Sometimes change isn’t good or bad; it just is.
As we have always done, we meet whatever the changes are with gratitude to the One who has enabled us to be the Children of the Covenant.
Shelach et Ami! Let My people go!
With these words, the Jewish people were never quite the same. Signaling change was at hand, the Egyptians resisted these words of God, even the Israelites at first resisted. But, sometimes change just happens. As Donald Draper, the main character in the award winning television show, MAD MEN says, Change is not good. Change is not bad. Sometimes it just is. No matter how hard people tried to maintain the status quo in Egypt, change was in the air; it just was. God could no longer tolerate the enslavement of His people. And the rest is history—our history.
We mark our transition from slavery to freedom during the days of Pesach. We are not just observers but we become actors in the Exodus saga itself as best we can. As we do, we also begin the seven week count, 49 days, known as the counting of the Omer, marking the time of our escape from slavery to the time we receive God’s commandments at Mt. Sinai, which we commemorate on Shavuot. Imagine that—just seven weeks to make the transition from slavery to freedom so we were able, as a sign of reciprocity, to say these words to God at Mt. Sinai: Na’aseh v’Nishma—We will do and we will observe, words which have connected every succeeding generation of Jews to God in a covenantal relationship, as if we, ourselves, were standing at Mt. Sinai.
Such monumental change which created a reality the likes of which
the world had never seen until then or since.
Imagine, the Revelation by God to an entire people creating the moral underpinnings for Western civilization and for the three monotheistic paths of Judaism, Islam and Christianity.

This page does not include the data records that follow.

PR #3204, opened 2021-08-30
New spec to get if SCA is enabled on satellite

huali027:

### All Pull Requests:

Check all that apply:

### DIFF
--- a/insights/parsers/satellite_postgresql_query.py
+++ b/insights/parsers/satellite_postgresql_query.py
@@ -6,8 +6,10 @@ This module contains the following parsers:
 
 SatelliteAdminSettings - command ``psql -d foreman -c 'select name, value, "default" from settings where name in (\'destroy_vm_on_host_delete\', \'unregister_delete_host\') --csv'``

Such transformation and within such a short period of time!
All of human life is about change and these days the world feels like it’s all about change. We may not like to see it that way because change can be threatening, even terrifying. But, if we stop to think about it, even though the year may be routinely cyclical, every Jewish holiday signals change, change in our status, in our thinking, in the way we see ourselves and in our behavior. What is comforting for those of us resisting change is the realization that regardless of the tribulations of the Jewish people throughout the ages, we have had certain eternal truths we keep coming back and back to, as Robert Frost says. They are these eternal truths that have anchored us through the most trying of times, and these truths are the ones we pass from generation to generation enabling our continuity. They are truths and values given to us by God at Mt. Sinai which help us to create meaning in our lives. They are the words and ideas of Torah and we have taken them with us wherever we have been and wherever we will be going. They are eternal. Change is certainly in the air. We can just feel it, as the days become longer and warmer.
Sometimes change isn’t good or bad; it just is.
As we have always done, we meet whatever the changes are with gratitude to the One who has enabled us to be the Children of the Covenant.